What to work on
Each line below should be restated word for word.

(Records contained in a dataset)
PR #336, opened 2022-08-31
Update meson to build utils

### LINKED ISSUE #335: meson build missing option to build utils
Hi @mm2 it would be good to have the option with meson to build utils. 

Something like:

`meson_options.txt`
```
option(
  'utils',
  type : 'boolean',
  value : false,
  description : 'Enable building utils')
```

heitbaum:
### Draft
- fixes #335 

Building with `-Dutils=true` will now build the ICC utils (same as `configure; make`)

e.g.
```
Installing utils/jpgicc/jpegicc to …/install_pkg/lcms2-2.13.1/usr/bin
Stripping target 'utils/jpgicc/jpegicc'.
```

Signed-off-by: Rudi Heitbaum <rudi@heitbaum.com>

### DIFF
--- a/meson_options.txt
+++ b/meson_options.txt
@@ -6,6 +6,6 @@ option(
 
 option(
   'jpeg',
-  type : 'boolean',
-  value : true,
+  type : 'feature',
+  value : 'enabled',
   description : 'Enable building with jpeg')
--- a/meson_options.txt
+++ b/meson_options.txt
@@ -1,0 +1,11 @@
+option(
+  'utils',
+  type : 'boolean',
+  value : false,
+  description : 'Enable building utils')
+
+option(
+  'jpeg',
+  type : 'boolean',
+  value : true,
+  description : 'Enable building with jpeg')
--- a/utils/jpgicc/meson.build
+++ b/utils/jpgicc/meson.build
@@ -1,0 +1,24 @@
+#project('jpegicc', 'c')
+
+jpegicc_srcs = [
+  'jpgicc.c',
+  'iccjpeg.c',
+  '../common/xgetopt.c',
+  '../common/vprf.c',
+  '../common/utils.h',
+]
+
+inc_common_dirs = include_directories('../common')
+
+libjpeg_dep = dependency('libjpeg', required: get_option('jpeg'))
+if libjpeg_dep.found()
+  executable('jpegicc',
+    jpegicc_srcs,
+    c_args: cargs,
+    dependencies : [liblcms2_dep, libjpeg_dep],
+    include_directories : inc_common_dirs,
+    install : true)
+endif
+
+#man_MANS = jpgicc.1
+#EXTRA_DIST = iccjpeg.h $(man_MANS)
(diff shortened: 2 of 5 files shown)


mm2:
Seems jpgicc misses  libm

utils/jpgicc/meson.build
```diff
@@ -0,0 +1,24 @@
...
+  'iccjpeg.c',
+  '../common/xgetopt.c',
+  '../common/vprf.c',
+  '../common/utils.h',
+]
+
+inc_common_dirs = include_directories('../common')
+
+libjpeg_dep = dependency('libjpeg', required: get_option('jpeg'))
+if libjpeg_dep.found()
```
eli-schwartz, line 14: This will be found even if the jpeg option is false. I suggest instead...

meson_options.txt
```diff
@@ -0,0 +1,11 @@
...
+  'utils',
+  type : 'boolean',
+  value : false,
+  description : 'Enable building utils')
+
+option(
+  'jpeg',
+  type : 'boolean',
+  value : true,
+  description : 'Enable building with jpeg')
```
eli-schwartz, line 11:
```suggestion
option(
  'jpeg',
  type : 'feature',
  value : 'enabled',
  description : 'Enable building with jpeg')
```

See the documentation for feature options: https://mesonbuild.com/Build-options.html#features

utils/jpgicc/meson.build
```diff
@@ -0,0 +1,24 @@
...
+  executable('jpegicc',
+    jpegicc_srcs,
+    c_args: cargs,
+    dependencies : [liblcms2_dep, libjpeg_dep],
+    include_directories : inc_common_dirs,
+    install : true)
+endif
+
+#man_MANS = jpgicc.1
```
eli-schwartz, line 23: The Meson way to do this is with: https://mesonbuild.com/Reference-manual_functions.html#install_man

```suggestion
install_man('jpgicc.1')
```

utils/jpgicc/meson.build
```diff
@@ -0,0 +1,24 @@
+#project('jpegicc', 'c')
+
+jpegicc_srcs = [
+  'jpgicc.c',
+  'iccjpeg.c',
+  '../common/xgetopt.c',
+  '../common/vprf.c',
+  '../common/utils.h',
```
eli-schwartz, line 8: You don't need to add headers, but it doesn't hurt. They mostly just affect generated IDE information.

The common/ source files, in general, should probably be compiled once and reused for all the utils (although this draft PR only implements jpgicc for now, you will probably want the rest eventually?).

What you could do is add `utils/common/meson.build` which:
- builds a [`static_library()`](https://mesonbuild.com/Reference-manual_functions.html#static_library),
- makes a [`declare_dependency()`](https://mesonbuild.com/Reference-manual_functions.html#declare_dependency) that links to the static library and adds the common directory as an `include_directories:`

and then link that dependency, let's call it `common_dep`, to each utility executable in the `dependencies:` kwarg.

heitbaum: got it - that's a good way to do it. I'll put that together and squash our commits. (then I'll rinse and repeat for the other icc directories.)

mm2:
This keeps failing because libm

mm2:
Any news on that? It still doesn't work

Task solution
PR #336, opened 2022-08-31
Update meson to build utils

### LINKED ISSUE #335: meson build missing option to build utils
Hi @mm2 it would be good to have the option with meson to build utils. 

Something like:

`meson_options.txt`
```
option(
  'utils',
  type : 'boolean',
  value : false,
  description : 'Enable building utils')
```

heitbaum:
### Draft
- fixes #335 

Building with `-Dutils=true` will now build the ICC utils (same as `configure; make`)

e.g.
```
Installing utils/jpgicc/jpegicc to …/install_pkg/lcms2-2.13.1/usr/bin
Stripping target 'utils/jpgicc/jpegicc'.
```

Signed-off-by: Rudi Heitbaum <rudi@heitbaum.com>

### DIFF
--- a/meson_options.txt
+++ b/meson_options.txt
@@ -6,6 +6,6 @@ option(
 
 option(
   'jpeg',
-  type : 'boolean',
-  value : true,
+  type : 'feature',
+  value : 'enabled',
   description : 'Enable building with jpeg')
--- a/meson_options.txt
+++ b/meson_options.txt
@@ -1,0 +1,11 @@
+option(
+  'utils',
+  type : 'boolean',
+  value : false,
+  description : 'Enable building utils')
+
+option(
+  'jpeg',
+  type : 'boolean',
+  value : true,
+  description : 'Enable building with jpeg')
--- a/utils/jpgicc/meson.build
+++ b/utils/jpgicc/meson.build
@@ -1,0 +1,24 @@
+#project('jpegicc', 'c')
+
+jpegicc_srcs = [
+  'jpgicc.c',
+  'iccjpeg.c',
+  '../common/xgetopt.c',
+  '../common/vprf.c',
+  '../common/utils.h',
+]
+
+inc_common_dirs = include_directories('../common')
+
+libjpeg_dep = dependency('libjpeg', required: get_option('jpeg'))
+if libjpeg_dep.found()
+  executable('jpegicc',
+    jpegicc_srcs,
+    c_args: cargs,
+    dependencies : [liblcms2_dep, libjpeg_dep],
+    include_directories : inc_common_dirs,
+    install : true)
+endif
+
+#man_MANS = jpgicc.1
+#EXTRA_DIST = iccjpeg.h $(man_MANS)
(diff shortened: 2 of 5 files shown)


mm2:
Seems jpgicc misses  libm

utils/jpgicc/meson.build
```diff
@@ -0,0 +1,24 @@
...
+  'iccjpeg.c',
+  '../common/xgetopt.c',
+  '../common/vprf.c',
+  '../common/utils.h',
+]
+
+inc_common_dirs = include_directories('../common')
+
+libjpeg_dep = dependency('libjpeg', required: get_option('jpeg'))
+if libjpeg_dep.found()
```
eli-schwartz, line 14: This will be found even if the jpeg option is false. I suggest instead...

meson_options.txt
```diff
@@ -0,0 +1,11 @@
...
+  'utils',
+  type : 'boolean',
+  value : false,
+  description : 'Enable building utils')
+
+option(
+  'jpeg',
+  type : 'boolean',
+  value : true,
+  description : 'Enable building with jpeg')
```
eli-schwartz, line 11:
```suggestion
option(
  'jpeg',
  type : 'feature',
  value : 'enabled',
  description : 'Enable building with jpeg')
```

See the documentation for feature options: https://mesonbuild.com/Build-options.html#features

utils/jpgicc/meson.build
```diff
@@ -0,0 +1,24 @@
...
+  executable('jpegicc',
+    jpegicc_srcs,
+    c_args: cargs,
+    dependencies : [liblcms2_dep, libjpeg_dep],
+    include_directories : inc_common_dirs,
+    install : true)
+endif
+
+#man_MANS = jpgicc.1
```
eli-schwartz, line 23: The Meson way to do this is with: https://mesonbuild.com/Reference-manual_functions.html#install_man

```suggestion
install_man('jpgicc.1')
```

utils/jpgicc/meson.build
```diff
@@ -0,0 +1,24 @@
+#project('jpegicc', 'c')
+
+jpegicc_srcs = [
+  'jpgicc.c',
+  'iccjpeg.c',
+  '../common/xgetopt.c',
+  '../common/vprf.c',
+  '../common/utils.h',
```
eli-schwartz, line 8: You don't need to add headers, but it doesn't hurt. They mostly just affect generated IDE information.

The common/ source files, in general, should probably be compiled once and reused for all the utils (although this draft PR only implements jpgicc for now, you will probably want the rest eventually?).

What you could do is add `utils/common/meson.build` which:
- builds a [`static_library()`](https://mesonbuild.com/Reference-manual_functions.html#static_library),
- makes a [`declare_dependency()`](https://mesonbuild.com/Reference-manual_functions.html#declare_dependency) that links to the static library and adds the common directory as an `include_directories:`

and then link that dependency, let's call it `common_dep`, to each utility executable in the `dependencies:` kwarg.

heitbaum: got it - that's a good way to do it. I'll put that together and squash our commits. (then I'll rinse and repeat for the other icc directories.)

mm2:
This keeps failing because libm

mm2:
Any news on that? It still doesn't work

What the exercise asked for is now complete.